A microsatellite analysis of natterjack toad, Bufo calamita, metapopulations

Abstract

Although it is widely recognised that spatial subdivision of populations is common in nature, there is no consensus as to how metapopulation dynamics affect genetic diversity. We investigated the genetic differentiation of natterjack toads, Bufo calamita, in three regions of Britain where habitat continuity indicated the likely occurrence of extensive metapopulations. Our intention was to determine whether genetic analysis supported the existence of metapopulation structures, if so of what type, and to identify barriers to migration between subpopulations. Allele frequencies were determined across eight polymorphic microsatellite loci for a total of 24 toad subpopulations at three separate sites. Genetic differentiation was assessed using five measures of genetic distance, notably FST, RST, Nei's standard distance Ds,Δμ2 and the Cavalli‐Sforza chord distance Dc.

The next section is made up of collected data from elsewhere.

PR #24701, opened 2025-10-14
Fix ARM MOVW+MOVT instruction xref detection #17647

### LINKED ISSUE #17647: Xrefs not found for armcompiler6 (armclang)
I have been using this tool for analyzing the machine code of binaries built with arm-gcc for some time. Now I need to perform the same kind of analysis on binaries produced with Keil armcompiler6. For some reason I cannot find the xrefs on these binaries. After some experimentation I am able to find xrefs when linking "flat" (without a linker script). When running the same linker script through the binary built with arm-gcc I am able to find the xrefs.

### Work environment

| OS/arch/bits (mandatory)                             | arm 32
| File format of the file you reverse (mandatory)      | axf, elf
| Architecture/bits of the file (mandatory)            | arm32
| r2 -v full output, **not truncated** (mandatory)     | radare2 4.6.0-git 25246 @ linux-x86-64 git.4.4.0-687-g67cc89877
commit: 67cc898770d23abfafd47b633f623eab429f02f7 build: 2020-09-14__08:19:00

### Expected behavior
Load binary, issue aaa, s obj.find_me, axt and list the xrefs.

### Actual behavior
No xrefs found (except for the binary built without a .sct linker script).

I have attached three binaries;

- armgcc_with_ld.elf which works and is linked using the same memory map as the one that doesnt work (cc6_with_sct.axf)
- cc6_with_sct.axf Binary not working as expected
- cc6_without_sct.axf Binary which works but does not have the correct memory map.

Load the binary cc6_with_sct.axf, aaa, s obj.find_me , axt.

I would be glad to help out with the code change myself if I can get some initial hints on where to look. Thanks in advance

vicky-dx:
### Description:

**_Problem_**
ARM Compiler 6 (armclang) uses MOVW+MOVT instruction pairs to load 32-bit addresses in Thumb mode, but radare2 was not detecting these as pointer references. This prevented xref (cross-reference) creation even when the target memory was properly mapped.

### Example from the issue:
```
movw r0, #0xc000
movt r0, #0x1fff    ; Combined: r0 = 0x1fffc000
```

The `aaa; axt obj.find_me` command showed no xrefs to the `obj.find_me` variable at `0x1fffc000.`

**_Root Cause_**
Two distinct issues were identified:

1. **radare2 bug (FIXED in this PR):** The ARM analysis plugin wasn't tracking `MOVW+MOVT` pairs to set `op->ptr`, which is required for xref creation.

1. **User's binary issue (separate):** The specific binary `cc6_with_sct.axf` has a linker script configuration problem where `REGION_DATA `exists as a section but is not included in any ELF LOAD segment, causing radare2 to not map it in memory.

**_Solution_**
Implemented hash table tracking in ` plugin_cs.c`

- Added HtUU *ht_movw field to PluginData for per-register tracking
- MOVW stores lower 16 bits indexed by register number
- MOVT retrieves stored value and combines: op->ptr = (upper << 16) | lower
- Handles Capstone Thumb mode quirk where MOVW/MOVT decode as ARM_INS_MOV
- Uses mnemonic string check with r_str_startswith() for detection
- Uses ht_uu_update() to properly handle register overwrites

**_Verification_**
With our fix applied:

```
$ r2 -qc 's 0x080002c4; ao 2~ptr' cc6_with_sct.axf
ptr: 0x0000c000
ptr: 0x1fffc000   Correctly computed!
```

Xrefs work when memory is mapped:

```
$ r2 -qc 'om 3 0x1fffc000 0x4 0x3a8 rw-; aaa; axt obj.find_me' cc6_with_sct.axf
# Shows 13 xrefs from 4 different functions 
```

**_Comparison with working binaries:_**

`cc6_without_sct.axf`: 19 xrefs found (same compiler, proper linker config) 
`armgcc_with_ld.elf`: 18 xrefs found (uses LDR instruction) 

**_Test Coverage_**

Added 16 comprehensive test cases to `arm`:

- Basic ptr value computation: 0x00000000, 0x1fffc000, 0x08001234
- Different registers: r0, r1, r7, lr (r14)
- Register overwrite scenarios
- Standalone MOVW/MOVT without pairs
- Edge cases: max value 0xffffffff, zero values
- Opcode and val field verification

**_Test Results:_** 
All 77 functional tests passing, 0 regressions 

Files Changed
`plugin_cs.c:` +69 lines (MOVW+MOVT tracking logic)
`arm:` +238 lines (16 new test cases)

Closes
#17647

### DIFF
--- a/test/db/anal/arm
+++ b/test/db/anal/arm
@@ -1262,3 +1262,241 @@ EOF
 EXPECT=<<EOF
 EOF
 RUN
+
+
+NAME=arm movw+movt ptr value simple
+FILE=malloc://32
+CMDS=<<EOF
+e asm.arch=arm
+e asm.bits=16
+wx 40f20000 c0f20000
+s 0
+ao 2~ptr
+EOF
+EXPECT=<<EOF
+ptr: 0x00000000
+ptr: 0x00000000
+EOF
+RUN
+
+NAME=arm movw+movt ptr value 0x1fffc000
+FILE=malloc://32
+CMDS=<<EOF
+e asm.arch=arm
+e asm.bits=16
+wx 4cf20000 c1f6ff70
+s 0
+ao 2~ptr
+EOF
+EXPECT=<<EOF
+ptr: 0x0000c000
+ptr: 0x1fffc000
+EOF
+RUN
+
+NAME=arm movw+movt ptr value 0x08001234
+FILE=malloc://32
+CMDS=<<EOF
+e asm.arch=arm
+e asm.bits=16
+wx 41f23420 c0f60000
+s 0
+ao 2~ptr
+EOF
+EXPECT=<<EOF
+ptr: 0x00001234
+ptr: 0x08001234
+EOF
+RUN
+
+NAME=arm movw+movt different registers no combine
+FILE=malloc://32
+CMDS=<<EOF
+e asm.arch=arm
+e asm.bits=16
+wx 4cf20001 c1f6ff70
+s 0
+ao 2~ptr
+EOF
+EXPECT=<<EOF
+ptr: 0x0000c000
+ptr: 0x1fff0000
+EOF
+RUN
+
+NAME=arm movw+movt to r1
+FILE=malloc://32
+CMDS=<<EOF
+e asm.arch=arm
+e asm.bits=16
+wx 4cf20001 c1f6ff71
+s 0
+ao 2~ptr
+EOF
+EXPECT=<<EOF
+ptr: 0x0000c000
+ptr: 0x1fffc000
+EOF
+RUN
+
+NAME=arm movw+movt to r7
+FILE=malloc://32
+CMDS=<<EOF
+e asm.arch=arm
+e asm.bits=16
+wx 4af6cd37 c1f23427
+s 0
+ao 2~ptr
+EOF
+EXPECT=<<EOF
+ptr: 0x0000abcd
+ptr: 0x1234abcd
+EOF
+RUN
+
+NAME=arm movw+movt to lr
+FILE=malloc://32
+CMDS=<<EOF
+e asm.arch=arm
+e asm.bits=16
+wx 45f2786e c9f6bc2e
+s 0
+ao 2~ptr
+EOF
+EXPECT=<<EOF
+ptr: 0x00005678
+ptr: 0x9abc5678
+EOF
+RUN
+
+NAME=arm movw standalone without movt
+FILE=malloc://32
+CMDS=<<EOF
+e asm.arch=arm
+e asm.bits=16
+wx 4cf20000 0000
+s 0
+ao 1~ptr
+EOF
+EXPECT=<<EOF
+ptr: 0x0000c000
+EOF
+RUN
+
+NAME=arm movt standalone without movw
+FILE=malloc://32
+CMDS=<<EOF
+e asm.arch=arm
+e asm.bits=16
+wx c1f6ff70
+s 0
+ao 1~ptr
+EOF
+EXPECT=<<EOF
+ptr: 0x1fff0000
+EOF
+RUN
+
+NAME=arm movw+movt register overwrite
+FILE=malloc://32
+CMDS=<<EOF
+e asm.arch=arm
+e asm.bits=16
+wx 41f21110 42f22220 c3f23330
+s 0
+ao 3~ptr
+EOF
+EXPECT=<<EOF
+ptr: 0x00001111
+ptr: 0x00002222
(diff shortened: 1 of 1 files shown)


trufae:
these xrefs should be detected with esil. aae must be able to handle them

vicky-dx:
> these xrefs should be detected with esil. aae must be able to handle them


Hi @trufae, thanks for the feedback!

You're absolutely right that ESIL-based analysis is the more robust approach. I tested both methods and here are my findings:

### Current Situation

**With aae (ESIL emulation):**
```
$ r2 -qc 'om 3 0x1fffc000 0x4 0x3a8 rw-; aae; axt obj.find_me' cc6_with_sct.axf
# Successfully finds 10 xrefs through ESIL emulation 

```
**With aaa (standard analysis):**

- Before our PR: 0 xrefs (MOVW+MOVT not tracked)
- After our PR: 9 xrefs (using `op->ptr` static analysis)

_Key Observations_
The ESIL for MOVW+MOVT is already correct:

- MOVW: `49152,r0,= → r0 = 0xc000`
- MOVT: `16,8191,<<,r0,|= → r0 |= (0x1fff << 16)`

So `aae `can detect these xrefs through emulation, which is indeed the better architectural approach.

**_I have some questions:_** 

- Should we remove our op->ptr tracking and document that users should use aae instead of aaa for ARM binaries with MOVW+MOVT patterns?
- Or should we keep both approaches as complementary?
  - `op->ptr `for quick static analysis with `aa/aaa`
  - ESIL emulation for thorough dynamic analysis with `aae`
- Does `aaa `call `aae `internally? If not, should it for ARM architecture, or should users explicitly run `aae `for better xref detection?

**_My Understanding_**
I think you're suggesting that setting `op->ptr` in the analysis plugin goes against radare2's design principle where ESIL emulation handles dynamic value tracking. If that's the case, I'm happy to:

- Remove the hash table tracking code
- Update the PR description to document that aae should be used
- Maybe add a note in the issue about the recommended workflow
- Please let me know your preferred approach, and I'll update the PR accordingly!

Thanks again for the review! 🙏

trufae:
I think its doable to have non-emulation based xrefs analysis for performance reasons. The problem is that this approach, which has been also used in intel plugins in the past introduces non-O1 disassembler and adds context information to the decoder which is not always true because we can be swapping instructions in the same memory address and this hashtable will need to be invalidated and that causes an extra load. imho is better to move this stuff into the analysis library or plugin rather than the arch/decoder infrastructure to avoid all the problems mentioned above.

I am working on defining an infrastructure of analysis plugins that can be enabled, disabled and structured automatically depending on the type of binary and architecture selected. this approach will permit us to move cases like this into a location were O1 costs dont matter and its more flexible and tuneable. the ->ptr tracking thing as you mention is uncertain on arm because most pointers in that architecture are constructed with multiple instructions, and the movk can be used multiple times over the base movz to construct other pointers, and the only sane way to handle all those is by using emulation.

if you have a specific usecase to apply this approach without emulation or a problem (performance in analysis) it will be good to use it as a base for planing the right approach without esil. maybe aar shuold behave different for arm targets ignoring the ->ptr or at least verifying the destination twice to avoid false positive refs

vicky-dx:
Hi @trufae,

First off Sorry for late response 
Thank you for the detailed explanation! I really appreciate you taking the time to explain the architectural concerns and the reasoning behind keeping the decoder layer O(1) and stateless.

You're absolutely right - I now understand why adding state (hash table) to the decoder is problematic:

1.  Non-O(1) disassembly with hash table lookups
2.  Need to track when instructions change
3. Won't handle ARM64's more complex MOVZ/MOVK sequences (3-4 instructions)
4. Mixing decoder concerns with analysis logic

am i correct with above points?

## My Understanding so far (please correct if i am wrong anywhere):

After your feedback, I see the proper separation should be:

- **Decoder (`plugin_cs.c`)**: Simple, stateless, O(1) - just decode instructions
- **Analysis plugin**: Complex, stateful, multi-instruction tracking - handles xrefs
- **ESIL**: Already works correctly for these patterns via emulation

The ESIL approach is indeed more robust:
```bash
$ r2 -qc 'om 3 0x1fffc000 0x4 0x3a8 rw-; aae; axt obj.find_me' cc6_with_sct.axf
# Finds 10 xrefs correctly through emulation
```



---

I think i should close this PR (acknowledge it's the wrong architectural approach)
and keep the test cases in a comment (they might be useful for future analysis plugin work)

Thank you for the mentorship on radare2's architecture! This helps me understand the codebase design principles better. 🙏

trufae:
Correct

B. calamita exhibited small but significant levels of genetic differentiation between subpopulations in all three study areas, and genetic and geographic distance correlations indicated isolation‐by‐distance effects in all three cases. The effects on correlation strengths of compensation for positive (sea, rivers, urban development) and negative (pond clusters) barriers to toad migration between the subpopulations in each area were also determined. Dc, a measure which assumes that differentiation is caused by drift with negligible mutation effect, yielded the most plausible interpretation of metapopulation structures. Overall the patterns of genetic variation suggested the existence of a mixed metapopulation model for this species, with high levels of gene flow compatible with one version of the classical model but often supported by particularly stable subpopulations as in the mainland‐island model.